Support for these opcodes is XXX undecided. :T
.. opcode:: DADD - Add
.. math::
dst.xy = src0.xy + src1.xy
dst.zw = src0.zw + src1.zw
.. opcode:: DDIV - Divide
.. math::
dst.xy = src0.xy / src1.xy
dst.zw = src0.zw / src1.zw
.. opcode:: DSEQ - Set on Equal
.. math::
dst.xy = src0.xy == src1.xy ? 1.0F : 0.0F
dst.zw = src0.zw == src1.zw ? 1.0F : 0.0F
.. opcode:: DSLT - Set on Less than
.. math::
dst.xy = src0.xy < src1.xy ? 1.0F : 0.0F
dst.zw = src0.zw < src1.zw ? 1.0F : 0.0F
.. opcode:: DFRAC - Fraction
.. math::
dst.xy = src.xy - \lfloor src.xy\rfloor
dst.zw = src.zw - \lfloor src.zw\rfloor
.. opcode:: DFRACEXP - Convert Number to Fractional and Integral Components
Like the ``frexp()`` routine in many math libraries, this opcode stores the
exponent of its source to ``dst0``, and the significand to ``dst1``, such that
:math:`dst1 \times 2^{dst0} = src` .
.. math::
dst0.xy = exp(src.xy)
dst1.xy = frac(src.xy)
dst0.zw = exp(src.zw)
dst1.zw = frac(src.zw)
.. opcode:: DLDEXP - Multiply Number by Integral Power of 2
This opcode is the inverse of :opcode:`DFRACEXP`.
.. math::
dst.xy = src0.xy \times 2^{src1.xy}
dst.zw = src0.zw \times 2^{src1.zw}
.. opcode:: DMIN - Minimum
.. math::
dst.xy = min(src0.xy, src1.xy)
dst.zw = min(src0.zw, src1.zw)
.. opcode:: DMAX - Maximum
.. math::
dst.xy = max(src0.xy, src1.xy)
dst.zw = max(src0.zw, src1.zw)
.. opcode:: DMUL - Multiply
.. math::
dst.xy = src0.xy \times src1.xy
dst.zw = src0.zw \times src1.zw
.. opcode:: DMAD - Multiply And Add
.. math::
dst.xy = src0.xy \times src1.xy + src2.xy
dst.zw = src0.zw \times src1.zw + src2.zw
.. opcode:: DRCP - Reciprocal
.. math::
dst.xy = \frac{1}{src.xy}
dst.zw = \frac{1}{src.zw}
.. opcode:: DSQRT - Square Root
.. math::
dst.xy = \sqrt{src.xy}
dst.zw = \sqrt{src.zw}
.. _samplingopcodes:
Resource Sampling Opcodes
^^^^^^^^^^^^^^^^^^^^^^^^^
Those opcodes follow very closely semantics of the respective Direct3D
instructions. If in doubt double check Direct3D documentation.

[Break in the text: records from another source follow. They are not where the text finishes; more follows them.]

PR #2489, opened 2025-02-18
Fixing doc import by prefixing `DynamicPPL` to `predict` 

sunxd3:


sunxd3:
unfortunately, I don't think fixed the issue (https://turinglang.org/Turing.jl/dev/api/#Predictions) , will start another one to address this.

PR #2662, opened 2025-08-22
Get MarginalLogDensities extension working with Turing v0.40

ElOceanografo:
Fixes some compatibility issues and uses the new `getlogjoint` function instead of `OptimizationContext`.


penelopeysm:
Oh wow, that PR was very old. 😄 Would you mind opening a new PR to main? I think that'll be easier for us to handle too. (To be upfront: I'm mostly away for the next 1.5 weeks, so it may be a couple of weeks before I get to this seriously, if that's alright.)

ElOceanografo:
Sure, I can open a fresh PR. No particular rush, it will be ready when you get back.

Note that the swizzle on SVIEW (src1) determines texel swizzling
after lookup.
.. opcode:: SAMPLE
Using provided address, sample data from the specified texture using the
filtering mode identified by the gven sampler. The source data may come from
any resource type other than buffers.
Syntax: ``SAMPLE dst, address, sampler_view, sampler``
Example: ``SAMPLE TEMP[0], TEMP[1], SVIEW[0], SAMP[0]``
.. opcode:: SAMPLE_I
Simplified alternative to the SAMPLE instruction. Using the provided
integer address, SAMPLE_I fetches data from the specified sampler view
without any filtering. The source data may come from any resource type
other than CUBE.
Syntax: ``SAMPLE_I dst, address, sampler_view``
Example: ``SAMPLE_I TEMP[0], TEMP[1], SVIEW[0]``
The 'address' is specified as unsigned integers. If the 'address' is out of
range [0...(# texels - 1)] the result of the fetch is always 0 in all
components. As such the instruction doesn't honor address wrap modes, in
cases where that behavior is desirable 'SAMPLE' instruction should be used.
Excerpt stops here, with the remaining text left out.